Sophia felt suddenly serious and responsible.
‘No; never,’ she said with energy. ‘Promise me you will never go. I certainly shall not take you there; it is no place for you.’
‘Then, some day I shall go without you,’ remarked Leonard.
Sophia was so anxious that he should not—why, it perhaps would have puzzled her to say, except that she vaguely pictured his fresh young face looking singularly out of place in that gas-lit assembly—that she did her best to persuade him to promise that he would never set foot in the club, but unavailingly. The more she urged, the more Leonard’s desire to go increased.
‘And,’ as he remarked with candour, ‘I shan’t make a promise, because then I should feel obliged to keep it.’
So at last she desisted, feeling she would have been wiser not to have urged, and hoping that the boy would forget about it; for she would sooner he fought the Mayor’s son than cut his gambling teeth, and, indeed, the history of their quarrel had warmed her heart.

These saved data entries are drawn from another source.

PR #138, opened 2026-01-14
draft: metadata support for columns

vincentkoppen:
For #136 we would like to have a programmable way to recognize id columns. 

I tried by setting the type, however I did not really get anywhere with this. Instead I went with the metadata route in this setup. 
It works, but not to sure whether I/we are comfortable with this implementation. Specifically since numpy has the following warning ;) 

https://numpy.org/doc/stable/reference/generated/numpy.dtype.metadata.html
 >Although used in certain projects, this feature was long undocumented and is not well supported. Some aspects of metadata propagation are expected to change in the future.

How it works: 
- We add support to annotate a NDArray within a dtype definition with a dict (or we can choose a different datastructure)
- We set the metadata provided in the dtype
- We can now access the metadata where we want. 

The `main.py` example code has the following output: 
```python
```
```
[('id', '<i4'), ('measured_object', '<i4'), ('u_sigma', '<f8', (3,)), ('u_measured', '<f8', (3,)), ('u_angle_measured', '<f8', (3,))] #the dtype
{'id': True} #metadata of "id" in dtype
```


vincentkoppen:
Picked up with a different solution for now

Issue #144, opened 2026-01-27
[BUG] Grid.__eq__ does not work for extended Grids


Thijss:
Apparently the `@dataclass` overwrites the __eq__ method on a class.
We hadn't foreseen that. Therefore, currently the __eq__ method is broken for  ExtendedGrids that inherit from the base Grid.

We're currently considering options to solve this issue

PR #148, opened 2026-02-06
fix: define __eq__ on all attributes of Grid and use default __eq__

vincentkoppen:
**Fixes issue**:  #144 

- Add `__eq__` on the BaseGraph (which gives the GraphContainer a `__eq__` since it is a dataclass)
- Fix the `__eq__` on fancyarray
- Remove the `__eq__` on Grid, since the default `dataclass`  method now just works.

### DIFF
--- a/src/power_grid_model_ds/_core/model/graphs/models/base.py
+++ b/src/power_grid_model_ds/_core/model/graphs/models/base.py
@@ -416,12 +416,13 @@ class BaseGraphModel(ABC):
     def __eq__(self, other: object) -> bool:
         """Check if two graph models are equal by comparing their branches and nodes."""
         if not isinstance(other, BaseGraphModel):
-            return NotImplemented
+            return False
 
-        my_branches = Counter((frozenset(branch) for branch in self.all_branches))
-        other_branches = Counter((frozenset(branch) for branch in other.all_branches))
         return (
-            my_branches == other_branches
-            and set(self.external_ids) == set(other.external_ids)
+            set(self.external_ids) == set(other.external_ids)
             and self.active_only == other.active_only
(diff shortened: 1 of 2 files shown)


src/power_grid_model_ds/_core/model/graphs/models/base.py
```diff
@@ -412,3 +412,16 @@ def _find_fundamental_cycles(self) -> list[list[int]]: ...
 
     @abstractmethod
     def _all_branches(self) -> Generator[tuple[int, int], None, None]: ...
+
+    def __eq__(self, other: object) -> bool:
+        """Check if two graph models are equal by comparing their branches and nodes."""
+        if not isinstance(other, BaseGraphModel):
+            return NotImplemented
```
jaapschoutenalliander: Could this not just be return False?

src/power_grid_model_ds/_core/model/graphs/models/base.py
```diff
@@ -412,3 +412,16 @@ def _find_fundamental_cycles(self) -> list[list[int]]: ...
...
+
+        my_branches = Counter((frozenset(branch) for branch in self.all_branches))
+        other_branches = Counter((frozenset(branch) for branch in other.all_branches))
+        return (
+            my_branches == other_branches
```
jaapschoutenalliander: Consider putting the fastest check first for speed

jaapschoutenalliander (approved):

src/power_grid_model_ds/_core/model/graphs/models/base.py
vincentkoppen: done

PR #151, opened 2026-02-11
feat: delete three winding trafo on node deletion

Rubenscheffer:

- Deleting a node using the grid delete_node method will now also remove any connected three_winding_transformers in addition to the other branches.


Thijss (approved):
LGTM

PR #155, opened 2026-02-12
feat: iterate over shortest path

jaapschoutenalliander:
## Changes proposed in this PR include:
This pull request introduces a new feature for inspecting branch records along the shortest path enabling users to iterate through the branch objects that make up the shortest path between two nodes, rather than just the node sequence.

```python
    def iter_branches_in_shortest_path(
        self, from_node_id: int, to_node_id: int, typed: bool = False
    ) -> Iterator[BranchArray]:
        """Returns the ordered active branches that form the shortest path between two nodes.

        Args:
            from_node_id (int): External id of the path start node.
            to_node_id (int): External id of the path end node.
            typed (bool): If True, each yielded branch is converted to its typed array via
                ``get_typed_branches``.

        Yields:
            BranchArray: branch arrays for each active branch on the path.

        Raises:
            MissingBranchError: If the graph reports an edge on the shortest path but no active branch is found.
        """
```

## For discussion
- How to handle three-winding-transformers in the path

ToDo
- [ ] Add some tests (@vincentkoppen)


src/power_grid_model_ds/_core/model/grids/_search.py
```diff
@@ -71,3 +73,82 @@ def get_downstream_nodes(grid: "Grid", node_id: int, inclusive: bool = False):
...
+
+
+_THREE_WINDING_BRANCH_CONFIGS = (
+    ("node_1", "node_2", "status_1", "status_2"),
+    ("node_1", "node_3", "status_1", "status_3"),
+    ("node_2", "node_3", "status_2", "status_3"),
+)
+
+
+def _lookup_three_winding_branch(grid: "Grid", node_a: int, node_b: int) -> ThreeWindingTransformerArray:
```
Thijss: I'd prefer having both `_private` function below the public one.
(This is also recommended in the book Clean Clode)

Thijss (dismissed):
1 comment, but LGTM

PR #157, opened 2026-02-15
docs: setup feeder ids notebook

jaapschoutenalliander:
Add documentation on the feeder ids functionality

### DIFF
--- a/docs/examples/model/feeder_ids_examples.ipynb
+++ b/docs/examples/model/feeder_ids_examples.ipynb
@@ -25,7 +25,7 @@
   },
   {
    "cell_type": "code",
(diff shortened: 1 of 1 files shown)


docs/examples/model/feeder_ids_examples.ipynb
vincentkoppen: Inspecting results section
Also note that all substation nodes have an empty feeder_node_id/feeder_branch_id value?

vincentkoppen: Mention that if you have a route with two substations, then any of the the feeder branches is chosen for the whole route?

PR #176, opened 2026-03-05
Add grid.diff() method and diff utils

Thijss:
Adds a Grid.diff() debug method that prints all the differences between two grids.

Also exposes the underlying `power_grid_model_ds.utils.find_differences_between_grids` and `power_grid_model_ds.utils.find_diff_masks_with_equal_nan` for custom analyses

Example usage:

Two evenings afterwards she was sitting at her usual place on the right of Pierre, playing roulette. She was enjoying a rare run of luck, and her stakes were recklessly high. She had just placed the limit on a single number, when, looking up, she saw opposite her a young girl seated at the table watching the game with flushed and wide-eyed interest. She turned to Blanche Amesbury, who was sitting next her.

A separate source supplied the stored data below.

PR #177, opened 2026-03-06
Add grid.rebuild_graphs()

Thijss:
The `.from_arrays` method on the `GraphContainer` has a bit of a confusing name.
Also, it is probably easier for end users to use a function directly on the Grid.

This PR deprecates the old methods and introduces the new `Grid.rebuild_graphs()` method

### DIFF
--- a/src/power_grid_model_ds/_core/model/grids/base.py
+++ b/src/power_grid_model_ds/_core/model/grids/base.py
@@ -464,7 +464,7 @@ class Grid(FancyArrayContainer):
     def rebuild_graphs(self) -> None:
         """(Re)build the graphs in the grid."""
         self.graphs = GraphContainer.from_grid(self)
-    
+
     def diff(self, other_grid: Self) -> None:
         """Print the differences between two grids
 


src/power_grid_model_ds/_core/model/graphs/container.py
```diff
@@ -120,12 +121,23 @@ def make_inactive(self, branch: BranchArray) -> None:
...
+            "Use Grid.rebuild_graphs() instead.",
+            DeprecationWarning,
+            stacklevel=2,
+        )
+        return cls._from_grid(arrays)
+
+    @classmethod
+    def _from_grid(cls, grid: "Grid") -> "GraphContainer":
+        """Build from grid"""
+        cls._validate_branches(arrays=grid)
```
vincentkoppen: Same preference here

vincentkoppen (commented):
Agree that `rebuild_graph`  is a nice addition, see the remarks regarding the deprecation.

src/power_grid_model_ds/_core/model/graphs/models/base.py
```diff
@@ -349,12 +349,21 @@ def find_fundamental_cycles(self) -> list[list[int]]:
...
-
-        new_graph.add_node_array(node_array=arrays.node, raise_on_fail=False)
-        new_graph.add_branch_array(arrays.branches)
-        new_graph.add_branch3_array(arrays.three_winding_transformer)
+        warnings.warn(
+            f"{cls.__name__}.from_arrays is deprecated and will be removed in a future release. "
+            f"Use {cls.__name__}.from_grid instead.",
+            DeprecationWarning,
+            stacklevel=2,
+        )
```
vincentkoppen: nit: if we deprecate, let also mention it in the docstrings (this is what you see on a hover in an editor)
As said before: I'm fine with not deprecating it yet and just keeping it as the symlink it currently is.
But I don't assume many users to use the function directly in a lot of places, so updating should be to much of an hassle.

vincentkoppen (approved):
See comments, but I'm with merging either way.

PR #197, opened 2026-03-20
feat(visualizer): Attached components visualization

nitbharambe:
Fixes #issue_number

- Reroute element selection via associated_ids
- Parse remaining components

Piggybacks:

- Element selection is now also possible for multi selection via ctrl + click and by a box selection.
- min max zoom restriction. This is something i faced as my mouse has a smooth scroll and the grid gets too zoomed out.

https://github.com/user-attachments/assets/1e2fa9af-4aac-4dab-af23-f3f9f18bfc90

## Follow ups

- Box selection and possibility of all element visualization is to be documented in #257.
- Another follow up is #259. We should also provide users a way to disable certain options.


src/power_grid_model_ds/_core/visualizer/callbacks/element_selection.py
```diff
@@ -24,21 +23,32 @@
 )
 def display_selected_element(node_data: list[dict[str, Any]], edge_data: list[dict[str, Any]]):
     """Display the tapped edge data."""
-    # 0th element means data for only a single selection is shown
-    if node_data:
-        selected_data = node_data.pop()
-    elif edge_data:
-        selected_data = edge_data.pop()
-    else:
+    if not node_data and not edge_data:
```
nitbharambe, line 26: A piggyback of multi-selection. Instead of one element, make table for all selected elements

Thijss: While I like the addition 👍 , next time I think this would deserve a separate PR.

tests/unit/visualizer/test_parsers.py
```diff
@@ -399,3 +407,113 @@ def test_parsing_with_starting_elements(func, request, test_data, kwargs):
 
     assert len(elements) == len(expected_elements)
     assert elements == expected_elements
+
+
+def test_parse_flow_sensors() -> None:
```
Thijss, line 412: Personally I prefer only testing public functions where possible. In this case I think we could also create a simple Grid with a two nodes and a branch + a sensor. Then we can just test `parse_element_data()` instead.

Thijss (commented):
Nice addition! I have some minor remarks, but overall looking good.

tests/unit/visualizer/test_parsers.py
```diff
@@ -399,3 +407,113 @@ def test_parsing_with_starting_elements(func, request, test_data, kwargs):
...
+    expected_elements["1"]["data"]["associated_ids"].update({ComponentType.sym_power_sensor.value: [1001]})
+    expected_elements["102_0"]["data"]["associated_ids"].update({ComponentType.sym_power_sensor.value: [1002]})
+    expected_elements["102_1"]["data"]["associated_ids"].update({ComponentType.sym_power_sensor.value: [1002]})
+    expected_elements["102_2"]["data"]["associated_ids"].update({ComponentType.sym_power_sensor.value: [1002]})
+
+    assert len(elements) == len(expected_elements)
+    assert elements == expected_elements
+
+
+def test_parse_flow_sensors_invalid_measured_terminal_type() -> None:
```
Thijss, line 510: same as https://github.com/PowerGridModel/power-grid-model-ds/pull/197/changes#r3235176778

src/power_grid_model_ds/_core/visualizer/callbacks/element_selection.py
jaapschoutenalliander: Maybe also good to document this feature. We can add a comment in the docs and maybe in https://github.com/PowerGridModel/power-grid-model-ds/blob/c3afcdb6342f75802a3392709576609c069abd26/src/power_grid_model_ds/_core/visualizer/layout/selection_output.py#L10

src/power_grid_model_ds/_core/visualizer/callbacks/element_selection.py
```diff
@@ -24,21 +23,32 @@
...
+    tables: list[html.H5 | dag.AgGrid] = []
+    for comp_type, ids in items_to_visualize.items():
+        # Select unique as multiple selected elements can be connected to the same component
+        # (e.g. appliance and node selected together, branch3 edges selected together)
+        unique_ids = list(set(ids))
+        data = getattr(grid, comp_type).filter(id=unique_ids)
+        tables.append(html.H5(comp_type, style={"marginTop": "15px", "textAlign": "left"}))
+        tables.append(_to_data_table(data))
+
+    return html.Div(children=tables, style={"overflowX": "scroll", "margin": "10px"}).children
```
jaapschoutenalliander: Could this simplify to `return tables`? What does the html.Div add if we then take out the tables only

src/power_grid_model_ds/_core/visualizer/callbacks/element_selection.py
jaapschoutenalliander: Also, maybe better to rename to `display_selected_elements` in plural

jaapschoutenalliander: What happens when you select a 1000 nodes in a large graph?

jaapschoutenalliander (commented):
Very cool features

src/power_grid_model_ds/_core/visualizer/callbacks/element_selection.py
nitbharambe: Indeed. Changed.

tests/unit/visualizer/test_parsers.py
nitbharambe: That is indeed possible. 
It was earlier unitized and I tired to keep it as such. But it was only 3 functions before!

2 nodes a branch and sensor would not cover all elements right?
I think the fixture `topologically_full_grid` can fully cover all code of parsers. Do we switch to that instead?

src/power_grid_model_ds/_core/visualizer/callbacks/element_selection.py
nitbharambe: >  I think this would deserve a separate PR.

Definitely. I think I added it because it was avoiding some roundabout changes if made into separate PR. 

> Maybe also good to document this feature. 

Renamed and documented `Click on a **node** or **edge** to display all its associated components and their attributes. You can also use Ctrl+Click (or Cmd+Click on Mac) to select multiple nodes or edges.`

> What happens when you select a 1000 nodes in a large graph?

For large selection of nodes:
Searched the internet and i think maybe the selection process happens this way:
- We first convert to the grid arrays to python form with `_to_data_table`. 
- Then dash serializes this to JSON. 
- Then the data is deserialized and displayed on demand (At the moment when we reach bottom while scrolling and it displays new data.) . 
 
I guess the first step would be expensive and storage of the serialized data in browser would require quite a bit of memory. All in all this seems to be maybe <10x computation and memory as parsing of elements. 

TLDR: Same level of consequence as visualizing large grid.

tests/unit/visualizer/test_parsers.py
nitbharambe: To be handled in #258

tests/unit/visualizer/test_parsers.py
nitbharambe: To be handled in #258

Thijss (approved):

PR #198, opened 2026-03-20
fix: bugfix three winding transformers in graphs

### LINKED ISSUE #167: [BUG] Three winding transformers are represented as cycles in the graph
**Describe the bug**
The support within the graphs for three windings arrays has some strange side effect currently for some of the graphs functions. 

Below shows the identified problems
```
   grid = Grid.empty()

    node_array = NodeArray.empty(3)
    node_array.id = [1, 2, 3]
    grid.append(node_array)

    three_winding_array = ThreeWindingTransformerArray.empty(1)
    three_winding_array.node_1 = 1
    three_winding_array.node_2 = 2
    three_winding_array.node_3 = 3
    three_winding_array.status_1 = 1
    three_winding_array.status_2 = 1
    three_winding_array.status_3 = 1
    grid.append(three_winding_array)

    cycles = grid.graphs.active_graph.find_fundamental_cycles()
    # cycles = [[2, 1, 3, 2]]
    paths = grid.graphs.active_graph.get_all_paths(1, 2)
    # paths = [[1,3,2], [1,2]]
```

vincentkoppen:
Depends on #267  to be merged first
Fixes #167 

There were multiple ways to solve this problem: 
- Keep 2 representations of the graph internally and use the "correct" one for each algorithm
Disadvantage on memory
- Represent a three-winding transformer as a star and adjust algorithms where necessary.
Disadvantage: a lot of current algorithms/queries become harder, since you always need to hop / remove the node.
- Keep representation as is (a cycle), but fix the algorithms that are hit by the problem (currently only 2 that share a lot of similarity)

Neither option is perfect, but for now keeping it mostly as is and fixing the two algorithms that were incorrect seems like the easiest/cleanest option.
For these algorithms we: 
- Remove one edge of the cycle (if all three active)
- Perform normal algorithm
- If any of the returned paths contains all three nodes of the three winding transformer after each other, we know that in reality we would have taken the removed edge instead of "walking through the three winding trafo". So we replace those
- Return to user
This way we do not return additional paths that are not there, nor do we see cycles that are not there (since we removed the cycles introduced by the three winding trafo's). 

Later if we add even more algorithm we can always revisit again en see whether one of the other option becomes a better solution.


src/power_grid_model_ds/_core/model/graphs/models/base.py
```diff
@@ -250,19 +278,68 @@ def get_shortest_path(self, ext_start_node_id: int, ext_end_node_id: int) -> tup
...
         Returns a list of paths, each path containing a list of external nodes.
         """
         if ext_start_node_id == ext_end_node_id:
             return []
 
-        internal_paths = self._get_all_paths(
-            source=self.external_to_internal(ext_start_node_id),
-            target=self.external_to_internal(ext_end_node_id),
-        )
+        branches_to_remove = self._branches_to_remove_from_three_winding_transformers()
```
jaapschoutenalliander: I suggest putting the boiler plate to remove the three winding transformers and re-add them in a re-usable wrapper. If there are more algorithms that need it they can easily do that:

something like
```python
    def _run_with_three_winding_correction(
        self,
        algorithm: Callable[[], list[list[int]]],
    ) -> list[list[int]]:
        branches_to_remove = self._branches_to_remove_from_three_winding_transformers()
        with self.tmp_remove_branches(branches_to_remove):
            result = algorithm()
        if branches_to_remove:
            return self._squash_paths_inside_three_winding_transformers(result)
        return result
```

src/power_grid_model_ds/_core/model/graphs/models/base.py
```diff
@@ -223,6 +232,25 @@ def tmp_remove_nodes(self, nodes: list[int]) -> Generator:
...
+            >>> assert graph.has_branch(1, 2)
+            >>> assert graph.has_branch(2, 3)
+        """
+        for from_node, to_node in branches:
+            self.delete_branch(from_node, to_node)
+
+        yield
+
+        for from_node, to_node in branches:
+            self.add_branch(from_node, to_node)
```
jaapschoutenalliander: Also goes for the existing tmp_remove_nodes, if the algorithm inside the with block raises, the graph is left permanently mutated. Wrapping the yield in try/finally fixes it.

```python
try:
    yield
finally:
    for from_node, to_node in branches:
        self.add_branch(from_node, to_node)
```

src/power_grid_model_ds/_core/model/graphs/models/base.py
```diff
@@ -200,6 +208,7 @@ def delete_branch3_array(self, branch3_array: Branch3Array, raise_on_fail: bool
         """Delete all branch3s in the branch3 array from the graph."""
         for branch3 in branch3_array:
             self.delete_branch_array(branch3.as_branches(), raise_on_fail=raise_on_fail)
+            self._three_winding_nodes.remove(self._get_branch3_nodes(branch3))
```
jaapschoutenalliander: When raise_on_fail = False this might be reached without there actually being an element in the set.
```suggestion
            self._three_winding_nodes.discard(self._get_branch3_nodes(branch3))
```

src/power_grid_model_ds/_core/model/graphs/models/base.py
```diff
@@ -384,6 +468,12 @@ def _branch_is_relevant(self, branch: BranchArray) -> bool:
             return branch.is_active.item()
         return True
 
+    def _get_branch3_nodes(self, branch3_array: Branch3Array) -> tuple[int, int, int]:
+        """Get the nodes of the branch3 array as a set of tuples"""
```
jaapschoutenalliander:
```suggestion
        """Get the node ids of the branch3 array as a tuple"""
```

jaapschoutenalliander (commented):
Happy with the suggested solution for now. Some input on the implementation but mainly looks good

src/power_grid_model_ds/_core/model/graphs/models/base.py
Thijss: Seems like a good idea. I guess for readability we could even make a contextmanager.

```python
with self._three_winding_correction():
    ...
```

src/power_grid_model_ds/_core/model/graphs/models/base.py
```diff
@@ -223,6 +232,25 @@ def tmp_remove_nodes(self, nodes: list[int]) -> Generator:
         for source, target in edge_list:
             self.add_branch(source, target)
 
+    @contextmanager
+    def tmp_remove_branches(self, branches: list[tuple[int, int]]) -> Generator:
```
Thijss, line 236: As discussed with @vincentkoppen , probably better to add this first in a separate PR

src/power_grid_model_ds/_core/model/graphs/models/base.py
vincentkoppen: Nice find.
I made a PR (#266 ) to fix it  for `tmp_remove_nodes` and made a seperate PR to introduce this `tmp_remove_branches` functionality (#267 ) with the fix included

src/power_grid_model_ds/_core/model/graphs/models/base.py
vincentkoppen: Done: #267

src/power_grid_model_ds/_core/model/graphs/models/base.py
vincentkoppen: Nice, added a test for this case as well.

src/power_grid_model_ds/_core/model/graphs/models/base.py
vincentkoppen: I will experiment with this, for the current functionality this works. But only since the two algorithms that we need to "fix" happen to have the same output (`list[list[int]]`). If we have a third algorithm later on that needs fixing with a different output type, we might have to revisit. 
--> Think I can also solve this by also applying a "post-processs" function that we can now set as default to the current one

vincentkoppen: I don't think a context manager can work, unless we do not include the `_squash_paths_inside_three_winding_transformers` part in it. 
We do not get access to the result of the function that is called within the context manager, which is needed for that function.

vincentkoppen: @Thijss  and @jaapschoutenalliander  I have simplified the setup I think, let me know what you think! :)

jaapschoutenalliander: Nice, happy with this approach

jaapschoutenalliander (approved):

PR #280, opened 2023-02-17
Remove redundant int overloads

lechu445:
Contributes #256


paulomorgado:
This should have an obsolescence plan starting with `ObsoleteAttribute.IsError` **false** and then **true**

benmwatson (approved):

PR #286, opened 2023-03-04
Add continuous benchmarking

### LINKED ISSUE #277: Continous benchmarking
As this library is performance oriented, I think benchmark tests could be useful to spot any perf regressions. Also performance results can motivate contributors to improve the results.

As a first step, I'd suggest to use [BenchmarkDotNet](https://benchmarkdotnet.org) for the tests.

And in second step prepare Github action using [github-action-benchmark](https://github.com/benchmark-action/github-action-benchmark) to enable Continous Benchmarking.

lechu445:
resolves #277 

What is needed to configure:
- create remote branch gh-pages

‘Look at that pretty child opposite,’ she said. ‘But what a way to dress a girl! She must be the daughter of that English brewer peer. What refined types you meet among the bourgeois! How its dear little heart is in the game! Yet it seems almost a shame to bring it here—this is no place for children—but the nouveaux riches are always horrible. Why—— Oh, good gracious me! it’s Leonard.’
Leonard caught the sound of his name, and looked up for a fraction of a second.
‘Oh, a moment—a moment!’ he cried. ‘Fourteen, fifteen—— Hurrah! sixteen wins. Good old sixteen! I wish I had staked on a single number instead of the half-dozen.’